=== EXERCISE MATERIAL ===

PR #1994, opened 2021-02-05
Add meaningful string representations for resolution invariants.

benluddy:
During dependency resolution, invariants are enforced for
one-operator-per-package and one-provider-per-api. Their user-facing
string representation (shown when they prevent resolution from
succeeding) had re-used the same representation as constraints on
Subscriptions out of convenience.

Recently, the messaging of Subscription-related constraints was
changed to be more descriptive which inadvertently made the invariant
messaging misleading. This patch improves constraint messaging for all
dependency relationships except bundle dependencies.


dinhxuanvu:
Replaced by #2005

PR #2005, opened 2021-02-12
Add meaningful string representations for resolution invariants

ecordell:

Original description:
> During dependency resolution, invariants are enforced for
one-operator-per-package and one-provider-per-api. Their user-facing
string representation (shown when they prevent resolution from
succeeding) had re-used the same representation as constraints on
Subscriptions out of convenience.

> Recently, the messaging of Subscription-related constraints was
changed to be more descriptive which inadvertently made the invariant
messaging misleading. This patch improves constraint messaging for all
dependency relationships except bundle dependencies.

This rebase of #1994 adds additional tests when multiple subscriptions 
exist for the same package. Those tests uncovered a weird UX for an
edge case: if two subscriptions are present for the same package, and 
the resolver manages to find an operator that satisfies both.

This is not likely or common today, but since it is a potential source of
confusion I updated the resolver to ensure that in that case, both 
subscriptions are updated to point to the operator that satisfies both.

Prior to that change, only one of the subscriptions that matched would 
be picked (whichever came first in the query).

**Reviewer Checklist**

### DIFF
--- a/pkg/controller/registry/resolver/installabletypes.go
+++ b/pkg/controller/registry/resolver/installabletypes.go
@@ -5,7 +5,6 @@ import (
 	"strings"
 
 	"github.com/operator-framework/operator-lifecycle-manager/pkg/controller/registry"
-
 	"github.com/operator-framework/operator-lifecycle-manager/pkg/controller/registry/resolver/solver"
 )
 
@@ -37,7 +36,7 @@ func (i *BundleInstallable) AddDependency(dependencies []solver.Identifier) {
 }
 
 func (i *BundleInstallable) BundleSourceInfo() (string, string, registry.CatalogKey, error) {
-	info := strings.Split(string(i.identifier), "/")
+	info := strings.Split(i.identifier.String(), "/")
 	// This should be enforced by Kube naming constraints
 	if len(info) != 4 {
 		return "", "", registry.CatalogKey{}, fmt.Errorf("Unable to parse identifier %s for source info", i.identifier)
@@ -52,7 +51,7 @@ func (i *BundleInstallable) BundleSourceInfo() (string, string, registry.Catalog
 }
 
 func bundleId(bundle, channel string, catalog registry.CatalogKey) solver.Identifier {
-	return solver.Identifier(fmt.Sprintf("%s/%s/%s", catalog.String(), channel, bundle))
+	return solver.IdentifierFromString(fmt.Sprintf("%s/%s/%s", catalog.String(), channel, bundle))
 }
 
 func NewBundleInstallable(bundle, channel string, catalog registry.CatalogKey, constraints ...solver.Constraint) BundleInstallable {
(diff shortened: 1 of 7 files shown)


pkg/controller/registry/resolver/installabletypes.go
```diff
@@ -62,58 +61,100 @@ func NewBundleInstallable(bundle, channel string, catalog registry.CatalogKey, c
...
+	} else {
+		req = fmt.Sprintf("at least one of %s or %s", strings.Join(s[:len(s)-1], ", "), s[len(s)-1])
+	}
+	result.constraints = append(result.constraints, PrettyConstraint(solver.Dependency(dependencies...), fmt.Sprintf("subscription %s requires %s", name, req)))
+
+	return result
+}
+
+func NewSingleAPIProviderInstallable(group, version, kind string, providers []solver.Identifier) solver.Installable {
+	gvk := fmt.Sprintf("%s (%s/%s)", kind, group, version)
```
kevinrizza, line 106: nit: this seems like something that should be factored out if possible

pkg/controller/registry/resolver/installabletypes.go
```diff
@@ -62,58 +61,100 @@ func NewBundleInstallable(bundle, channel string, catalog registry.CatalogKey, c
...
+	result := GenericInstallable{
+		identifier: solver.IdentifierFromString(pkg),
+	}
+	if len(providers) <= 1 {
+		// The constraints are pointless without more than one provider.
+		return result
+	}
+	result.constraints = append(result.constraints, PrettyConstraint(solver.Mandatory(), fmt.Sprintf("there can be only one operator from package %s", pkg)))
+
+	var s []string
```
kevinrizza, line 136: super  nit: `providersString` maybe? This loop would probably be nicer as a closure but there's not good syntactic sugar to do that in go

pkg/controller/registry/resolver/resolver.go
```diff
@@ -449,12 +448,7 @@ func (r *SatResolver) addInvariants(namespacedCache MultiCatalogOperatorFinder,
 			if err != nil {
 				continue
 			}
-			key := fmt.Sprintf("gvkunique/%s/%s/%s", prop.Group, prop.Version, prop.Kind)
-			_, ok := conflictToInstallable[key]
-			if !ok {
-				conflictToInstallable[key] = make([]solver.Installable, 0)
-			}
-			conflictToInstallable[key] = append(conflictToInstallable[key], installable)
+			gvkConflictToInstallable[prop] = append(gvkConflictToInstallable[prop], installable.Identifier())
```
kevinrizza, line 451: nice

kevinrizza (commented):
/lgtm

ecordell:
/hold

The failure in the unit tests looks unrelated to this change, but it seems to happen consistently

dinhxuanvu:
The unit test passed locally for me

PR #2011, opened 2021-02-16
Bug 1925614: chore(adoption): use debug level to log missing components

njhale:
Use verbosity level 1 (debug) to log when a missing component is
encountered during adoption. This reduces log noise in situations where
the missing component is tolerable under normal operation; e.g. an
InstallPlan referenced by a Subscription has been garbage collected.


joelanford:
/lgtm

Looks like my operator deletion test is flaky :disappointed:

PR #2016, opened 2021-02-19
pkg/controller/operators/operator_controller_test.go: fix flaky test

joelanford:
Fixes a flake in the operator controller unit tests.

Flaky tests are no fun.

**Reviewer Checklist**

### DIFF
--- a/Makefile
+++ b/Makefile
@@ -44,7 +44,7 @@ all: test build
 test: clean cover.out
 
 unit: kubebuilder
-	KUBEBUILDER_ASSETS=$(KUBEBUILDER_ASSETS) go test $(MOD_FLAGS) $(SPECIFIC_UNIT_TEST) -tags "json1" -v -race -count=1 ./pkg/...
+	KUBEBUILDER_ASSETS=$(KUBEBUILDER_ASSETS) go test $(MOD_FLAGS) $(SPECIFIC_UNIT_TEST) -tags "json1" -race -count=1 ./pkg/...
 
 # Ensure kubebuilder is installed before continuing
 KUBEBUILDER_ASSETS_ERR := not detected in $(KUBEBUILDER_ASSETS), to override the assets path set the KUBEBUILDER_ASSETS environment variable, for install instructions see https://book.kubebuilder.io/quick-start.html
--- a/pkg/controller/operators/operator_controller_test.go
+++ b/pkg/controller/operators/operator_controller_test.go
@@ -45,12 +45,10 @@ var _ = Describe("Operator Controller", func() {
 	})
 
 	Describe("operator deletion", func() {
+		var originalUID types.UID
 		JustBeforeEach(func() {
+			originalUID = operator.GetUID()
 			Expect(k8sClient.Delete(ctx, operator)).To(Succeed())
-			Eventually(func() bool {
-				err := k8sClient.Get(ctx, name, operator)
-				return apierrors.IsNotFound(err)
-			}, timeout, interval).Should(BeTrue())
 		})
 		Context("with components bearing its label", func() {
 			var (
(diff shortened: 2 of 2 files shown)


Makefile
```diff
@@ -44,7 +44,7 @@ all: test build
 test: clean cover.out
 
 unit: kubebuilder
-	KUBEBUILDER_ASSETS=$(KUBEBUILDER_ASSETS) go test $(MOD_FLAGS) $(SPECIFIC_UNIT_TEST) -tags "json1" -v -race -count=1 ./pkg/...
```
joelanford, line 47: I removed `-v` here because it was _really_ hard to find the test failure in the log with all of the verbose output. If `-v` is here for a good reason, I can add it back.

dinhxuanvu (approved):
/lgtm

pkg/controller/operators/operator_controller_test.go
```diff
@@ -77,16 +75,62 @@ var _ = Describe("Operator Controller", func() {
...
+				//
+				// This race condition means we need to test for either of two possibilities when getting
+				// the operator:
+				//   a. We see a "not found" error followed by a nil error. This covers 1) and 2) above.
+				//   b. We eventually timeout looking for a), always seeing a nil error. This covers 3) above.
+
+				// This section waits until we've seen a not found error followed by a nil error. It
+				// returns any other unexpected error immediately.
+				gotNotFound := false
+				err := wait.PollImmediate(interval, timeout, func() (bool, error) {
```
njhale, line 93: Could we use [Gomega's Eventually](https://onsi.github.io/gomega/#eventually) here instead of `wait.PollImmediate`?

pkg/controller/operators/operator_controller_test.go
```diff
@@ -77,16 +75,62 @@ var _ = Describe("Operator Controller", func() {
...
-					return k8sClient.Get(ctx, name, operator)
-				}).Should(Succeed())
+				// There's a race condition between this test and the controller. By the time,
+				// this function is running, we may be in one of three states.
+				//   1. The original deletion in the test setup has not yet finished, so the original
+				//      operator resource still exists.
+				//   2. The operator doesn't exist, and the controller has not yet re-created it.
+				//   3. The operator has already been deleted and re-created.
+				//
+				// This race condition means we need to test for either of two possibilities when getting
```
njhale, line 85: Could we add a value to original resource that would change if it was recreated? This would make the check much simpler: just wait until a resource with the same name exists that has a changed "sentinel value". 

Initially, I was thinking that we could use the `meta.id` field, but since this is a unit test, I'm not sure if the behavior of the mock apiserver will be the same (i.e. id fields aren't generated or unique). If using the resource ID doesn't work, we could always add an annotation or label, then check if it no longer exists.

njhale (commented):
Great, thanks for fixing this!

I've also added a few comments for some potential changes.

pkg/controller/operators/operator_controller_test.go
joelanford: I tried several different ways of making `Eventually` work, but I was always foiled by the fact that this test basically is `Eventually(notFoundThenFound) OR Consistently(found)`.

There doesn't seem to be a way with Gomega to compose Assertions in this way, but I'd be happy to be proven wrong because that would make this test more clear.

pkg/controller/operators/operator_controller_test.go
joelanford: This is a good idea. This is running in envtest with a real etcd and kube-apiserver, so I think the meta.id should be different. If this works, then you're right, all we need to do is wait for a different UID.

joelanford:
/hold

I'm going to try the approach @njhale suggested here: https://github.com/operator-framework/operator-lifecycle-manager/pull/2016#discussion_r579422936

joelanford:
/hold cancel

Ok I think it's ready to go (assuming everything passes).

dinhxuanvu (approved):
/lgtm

===

How many lines in the entries hold the word "potential"? Only the number is wanted.

2